[Saved data entries]
PR #944, opened 2025-04-04
Add trusted publisher management in PyPI

figueroa1395:
This PR is used as an experiment to see if we can switch to trusted publisher management as the method to publish in PyPI.

Testing 1 - Make sure behavior works as intended:
- [x] Remove the use of PyPI's secrets and the **_Publish wheels_** sub-workflow in `test-build-release.yml` - [e46d201](https://github.com/PowerGridModel/power-grid-model/pull/944/commits/e46d2010322ac8021a7e508ab648c956c975595d)
- [x] Create a [dedicated workflow](https://github.com/PowerGridModel/power-grid-model/blob/02d5412d8fb498c7b7510c7714a90bd74e1b68f9/.github/workflows/publish-pypi.yml) for publishing in PyPI.
- [x] Add trusted publisher first in [TestPyPI](https://test.pypi.org/manage/project/power-grid-model/settings/publishing/).
- [x] Publish first to [TestPyPI](https://test.pypi.org/manage/project/power-grid-model/release/1.10.81a112406191486/). Make sure it is correct.

Testing 2 - Make sure this works from an independent workflow.
- [x] [Manual CI build](https://github.com/PowerGridModel/power-grid-model/actions/runs/14403952882/job/40395790160) with pre-release.
- [x] [TestPyPI](https://test.pypi.org/manage/project/power-grid-model/release/1.10.82a1400959606/).
- [x] Clean `test-workflow.yml` - [aca7184](https://github.com/PowerGridModel/power-grid-model/pull/944/commits/aca7184f5caf35bf6159870ab15da27ea95fe429)

Note: To test a new workflow that requires a `pre-release` as it was done here. First create a `pre-release` via manual trigger of `build-test-release.yml` with the `pre-release` checkbox; if done via `ci.yml`, it will fail because of `code-quality-check.yml`. Finally, manually trigger `test-workflow.yml` with the new action. Don't forget to clean it up before merging.


figueroa1395:
Manual workflow trigger: https://github.com/PowerGridModel/power-grid-model/actions/runs/14266201056

TonyXiang8787:
@mgovers @figueroa1395 

My proposal to migrate this:

1. Remove the PyPI publish step in the current workflow.
2. Create a new workflow, triggered by `released published`. In the workflow, it downloads the artifacts from GitHub release assets, and upload them to PyPI.

This also creates a separation of release and publish. Release means we make a tag and upload the assets to GitHub Release. Publish means we take the assets and publish them to a package manager.

figueroa1395:
@TonyXiang8787 I'm on it, let me also explore other possibilities and I'll get back to you later if I find something else.

figueroa1395:
@TonyXiang8787 I went with something along the lines of what you proposed. However, from this point, I will move the newly created workflow `publish_pypi.yml` into `ci.yml`, such that it can be tested already. I will undo these changes if/when I have shown that it was correctly published to TestPyPI.

figueroa1395:
General question: Should we "clean up" the release candidates generated during the testing of this PR? i.e. https://github.com/PowerGridModel/power-grid-model/releases

.github/workflows/build-test-release.yml
```diff
@@ -324,19 +317,14 @@ jobs:
...
-        run: |
-          pip install twine
-          echo "Publish to PyPI..."
-          twine upload --verbose wheelhouse/*
-
-      - name: Release
+      - name: Create GitHub release
         uses: softprops/action-gh-release@v2
         if: (inputs.create_release)
         with:
```
mgovers, line 330: probably best to create the GH release in the same action as the PyPI publishing

.github/workflows/ci.yml
```diff
@@ -64,3 +61,43 @@ jobs:
...
+
+      - name: List downloaded assets
+        run: ls -la assets-to-publish
+
+      # Rename to "Publish to PyPI" when testing is finished
+      - name: Publish to TestPyPI
+        uses: pypa/gh-action-pypi-publish@release/v1
+        with:
+          # remove when testing is finished
+          repository-url: https://test.pypi.org/legacy/
```
mgovers, line 99: probably best to have a step and/or workflow input parameter that determines to which site to publish. My guess is that most of us will not remember that there is such a thing as a test PyPI half a year from now.

.github/workflows/ci.yml
```diff
@@ -64,3 +61,43 @@ jobs:
 
     steps:
       - run: echo "ci passed"
+
+  publish-to-pypi:
+    name: Publish to PyPI
+    runs-on: ubuntu-latest
+    needs: [ci-passed]
+    if: ${{ github.event_name == 'release' && github.event.action == 'published' }}
```
mgovers, line 69: I think this thing causes the PyPI upload to be skipped, right? https://github.com/PowerGridModel/power-grid-model/actions/runs/14312315151/job/40111394049 did not publish

image

.github/workflows/ci.yml
figueroa1395: The problem with automatic the TestPyPI step, is that in TestPyPI, the repos are cleaned up constantly. So it is very likely that if we automate this, we would still manually have to create again a dummy repo there for testing, so we must remember about PyPI because we need to set it up with trusted publisher again.

On the other hand, if I automate it in such a way that we can check a box to send to TestPyPI when manually triggering the workflow, maybe if the TestPyPI repo isn't there, a nice error would be raised reminding the dev to do so. 

I won't resolve and leave for the end as a possible nice to have. I will also add some comments.

.github/workflows/build-test-release.yml
figueroa1395: I don't think so actually. The GitHub release is based on successful "local" build and testing and the "publishing" is done locally as well (local as in within a single GitHub environment). On the contrary, the publishing to PyPI involves fully third party publishing and is basically done only once everything else has succeeded.

.github/workflows/ci.yml
figueroa1395: I know, I was trying to "replicate" more or less the actual behavior of the action when in its own workflow, but I guess it is more important right now to figure out whether the publishing can be done or not. So I'll change that to make sure we can actually publish.

figueroa1395:
[5e797e2](https://github.com/PowerGridModel/power-grid-model/pull/944/commits/5e797e2a57b44508716ee3cd90edf32099719f1d) proved that this experiment works. The [manual CI run](https://github.com/PowerGridModel/power-grid-model/actions/runs/14327276205) was successful and the project was published to [TestPyPI](https://test.pypi.org/project/power-grid-model/1.10.81a112406191486/) with trusted publisher.

What is left is to separate the workflow back again to its own dedicated one and resolve comments regarding implementation. But the investigation is concluded and the conclusion is that we can easily migrate.

I will continue with this and remove from draft after discussions with the team on the next/final step of this implementation.

.github/workflows/build-test-release.yml
mgovers: but on the other hand, every github release is usually associated with a PyPI release

figueroa1395:
Testing via [independent workflow](https://github.com/PowerGridModel/power-grid-model/actions/runs/14403952882/job/40395790160) triggered manually was successful. The pre-release (made for testing purposes), was uploaded to [TestPyPI](https://test.pypi.org/manage/project/power-grid-model/release/1.10.82a1400959606/). Now I will remove from `test-workflow.yml` and add to `publish-pypi.yml`.

.github/workflows/build-test-release.yml
TonyXiang8787: @mgovers 

You can't in the same action. The PyPI publishing has to be in an independent workflow, instead of re-usable workflow.

figueroa1395: I still don't think both actions should be put together. Maybe splitting up `build-test-release.yml` could be something to further discuss. In any case, if you feel strongly about it, we can have an offline discussion on Monday about this.

TonyXiang8787: What do you mean should be put together? It literally cannot. That's the requirement of the PyPI publish action.

figueroa1395:
If it is relevant, I added a cleaner/shorter `pre-release` tag as well, that includes RC (release candidate) and the commit hash. See [02d5412](https://github.com/PowerGridModel/power-grid-model/pull/944/commits/02d5412d8fb498c7b7510c7714a90bd74e1b68f9)

.github/workflows/publish-pypi.yml
```diff
@@ -0,0 +1,55 @@
+# SPDX-FileCopyrightText: Contributors to the Power Grid Model project <powergridmodel@lfenergy.org>
+#
+# SPDX-License-Identifier: MPL-2.0
+
+name: Publish to PyPI
+
+on:
+  release:
+    types: [published]
+  workflow_dispatch:
```
TonyXiang8787, line 10: You can't do that. If you initiate the workflow by dispatch, there will be no `github.event.release.tag_name`. Therefore the steps below will fail.

.github/workflows/publish-pypi.yml
```diff
@@ -0,0 +1,55 @@
...
+  publish:
+    name: Publish to PyPI
+    runs-on: ubuntu-latest
+
+    steps:
+      - name: Download assets from GitHub release
+        uses: robinraju/release-downloader@v1
+        with:
+          repository: ${{ github.repository }}
+          latest: true
```
TonyXiang8787, line 26: How can you both download the latest release and a specific tag? These two options are conflict right?

.github/workflows/build-test-release.yml
figueroa1395: The PyPI publish action needs to be a workflow on its own, yes, but it can have other jobs that do other stuff in that same workflow. My understanding of what @mgovers wants to achieve is to have the github release job as part of the PyPI publishing workflow. That should be doable, but I don't think we should.

.github/workflows/build-test-release.yml
```diff
@@ -324,19 +317,18 @@ jobs:
...
       - name: Get tag
         id: tag
-        run: echo "tag=v$(cat PYPI_VERSION)" >> $GITHUB_OUTPUT
+        # pre-release tag is "RC-commit-hash" (release candidate)
+        run: |
+          if [ "${GITHUB_REF}" != 'refs/heads/main' ]; then
+            echo "tag=RC-$(git rev-parse --short HEAD)" >> $GITHUB_OUTPUT
+          else
+            echo "tag=v$(cat PYPI_VERSION)" >> $GITHUB_OUTPUT
+          fi
```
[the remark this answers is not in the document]
figueroa1395: We can do it if we need some testing (for instance what I did in this PR) if we manually trigger `ci.yml` and check the box for pre-release. So it is useful for testing phases. And I took the liberty to change this tag because it is more readable, as the default is very long and doesn't give much information. In any case, this can easily be reverted if it is not desirable.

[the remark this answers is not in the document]
TonyXiang8787: I do not agree to create a GitHub release and PyPI upload for testing purpose at all. So also remove the `pre-release` option in the `ci.yml`.

If we want the CI to build something for testing purpose, we trigger the CI but no GitHub release or PyPI upload. We just download the CI built artifact (or ask our beta user to download from there) to test.

.github/workflows/publish-pypi.yml
figueroa1395: Since I define `latest: true` earlier, `tag` is then optional and the latest tag is taken. This way, we can use this action via `workflow_dispatch` which leaves `tag` empty, which is how I was able to publish [it](https://test.pypi.org/manage/project/power-grid-model/release/1.10.82a1400959606/).

Then, having `tag: ${{ github.event.release.tag_name }}` is probably not necesary and we can just leave `latest: true`.

.github/workflows/publish-pypi.yml
figueroa1395: See comment above.

But to add, not really, they can live together as `tag` overrides `latest`, but when `tag` can't be obtained, then `latest` is used (such as during `workflow_dispatch`).

.github/workflows/publish-pypi.yml
figueroa1395: I removed `tag` and only kept `latest: release`, this results in the intended behaviour and we don't run into this problem when triggering a workflow manually.

figueroa1395:
Pre-releases created while testing were cleaned up: https://github.com/PowerGridModel/power-grid-model/releases

.github/workflows/build-test-release.yml
mgovers: another benefit of moving the release logic to the parent workflow reason would be that we then can remove the `write` permissions from this workflow file, but i get your point.

.github/workflows/publish-pypi.yml
```diff
@@ -0,0 +1,54 @@
+# SPDX-FileCopyrightText: Contributors to the Power Grid Model project <powergridmodel@lfenergy.org>
+#
+# SPDX-License-Identifier: MPL-2.0
+
+name: Publish to PyPI
+
+on:
+  release:
```
mgovers, line 8: ohhh i understand. ok this makes sense

.github/workflows/publish-pypi.yml
```diff
@@ -0,0 +1,54 @@
...
+    types: [published]
+  workflow_dispatch:
+
+permissions:
+  contents: write
```
mgovers, line 13: does it really need to have `contents: write` permissions?

mgovers (commented):
i think it looks pretty good

.github/workflows/publish-pypi.yml
figueroa1395: Yes, it is explicitly mentioned in PyPI [docs](https://docs.pypi.org/trusted-publishers/using-a-publisher/). It is imperative that this permission is enabled.

.github/workflows/build-test-release.yml
figueroa1395: Since I don't think there are any strong opinions left, I am resolving.

.github/workflows/publish-pypi.yml
```diff
@@ -0,0 +1,54 @@
...
+    runs-on: ubuntu-latest
+
+    steps:
+      - name: Download assets from GitHub release
+        uses: robinraju/release-downloader@v1
+        with:
+          repository: ${{ github.repository }}
+          latest: true
+          # also download assets from pre-releases
+          preRelease: true
```
TonyXiang8787, line 28: we should not download pre-release right?

.github/workflows/publish-pypi.yml
```diff
@@ -0,0 +1,54 @@
+# SPDX-FileCopyrightText: Contributors to the Power Grid Model project <powergridmodel@lfenergy.org>
+#
+# SPDX-License-Identifier: MPL-2.0
+
+name: Publish to PyPI
+
+on:
+  release:
+    types: [published]
+  workflow_dispatch:
```
mgovers, line 10: wouldn't it make sense to give the opportunity to `workflow_dispatch` with some kind of tag/branch/release (and make sure the action fails if the package was already uploaded)

pyproject.toml
```diff
@@ -20,15 +20,14 @@ authors = [
...
-license = { text = "MPL-2.0" }
+license = "MPL-2.0"
 classifiers = [
     "Programming Language :: Python :: 3",
     "Programming Language :: Python :: Implementation :: CPython",
     "Programming Language :: C++",
     "Development Status :: 5 - Production/Stable",
     "Intended Audience :: Developers",
     "Intended Audience :: Science/Research",
-    "License :: OSI Approved :: Mozilla Public License 2.0 (MPL 2.0)",
```
mgovers, line 31: why?

.github/workflows/build-test-release.yml
```diff
@@ -44,12 +39,13 @@ jobs:
           python-version: "3.12"
 
       - name: Set PyPI Version
-        run: |
-          pip install requests build
-          python set_pypi_version.py
+        uses: PowerGridModel/pgm-version-bump@main
```
mgovers, line 42: it's probably a good idea to just create a release and call it `@v1` cause `main` is always tricky

pyproject.toml
TonyXiang8787: Deprecation of setuptools. This is the new way of specifying license.

.github/workflows/build-test-release.yml
figueroa1395: How so? Specially if the version bump repo would be rarely touched?

.github/workflows/publish-pypi.yml
figueroa1395: I wouldn't remove it yet, as we still have the pre-release option for the `ci-build` and `build-test-release` actions. I would leave this there until we remove the pre-release option.

.github/workflows/publish-pypi.yml
figueroa1395: I believe that the publishing actions fails by design if the package to be uploaded is a duplicate, so that is already covered. Regarding this:

> wouldn't it make sense to give the opportunity to `workflow_dispatch` with some kind of tag/branch/release

It is not clear to me what you are suggesting.

.github/workflows/build-test-release.yml
mgovers: yes, but IF it happens, we want to be there for it.

.github/workflows/publish-pypi.yml
mgovers: it would be nice to have the RC versions to also be increasing monotonically in some kind of way. i may create a branch `release/v1.11.0-rc` and then in its current version, i have no control over the specific naming of the release candidates. it would be nice to do something like `v1.11.0-rc1-HASH`

.github/workflows/build-test-release.yml
TonyXiang8787: I doubt very much the benefit here. Using main branch is the standard way for small composite actions. Just have a look at other small action examples. 

Basically you are living at head. If we want to change the the version bump action, we can play with it in the feature branch.

I do not see the risk of using main here.

.github/workflows/publish-pypi.yml
TonyXiang8787: The combination is the problem. Now you always retrieve the latest release including pre-release.

.github/workflows/publish-pypi.yml
TonyXiang8787: The version bump for feature/release branch includes the build number in the version, then the commit hash. So it is already increasing.

.github/workflows/publish-pypi.yml
figueroa1395: Why is that a problem? Usually we don't have pre-releases and if we do is for a very specific reason in which we probably would want to retrieve that one.

figueroa1395: Convinced.

.github/workflows/publish-pypi.yml
figueroa1395: Resolving since I don't think there is anything else to do here.

.github/workflows/build-test-release.yml
figueroa1395: Given that we don't have any automated action inside the action repo itself that may update something automatically and possibly break the action, I'd say in this case using @main is fine. However, if we were to change that, then we should either @v1 or even @commit-sha if we want an even simpler version.

@mgovers Is it okay to resolve this, or do you have a strong opinion? Creating the tag on the other repo isn't too much work either, so we might as well do it if it is that way.

TonyXiang8787: Creating a tag in the other repo means we also need to retarget the tag when we have new changes. This adds extra step.

mgovers: OK with resolving this

figueroa1395: Let's then leave as is for now.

» **Problem requirements**
Set down, exactly as they appear, the lines above from the first one to the line that holds "Testing 1 - Make", both included, please, and no others.

» **Result of this exercise**
PR #944, opened 2025-04-04
Add trusted publisher management in PyPI

figueroa1395:
This PR is used as an experiment to see if we can switch to trusted publisher management as the method to publish in PyPI.

Testing 1 - Make sure behavior works as intended:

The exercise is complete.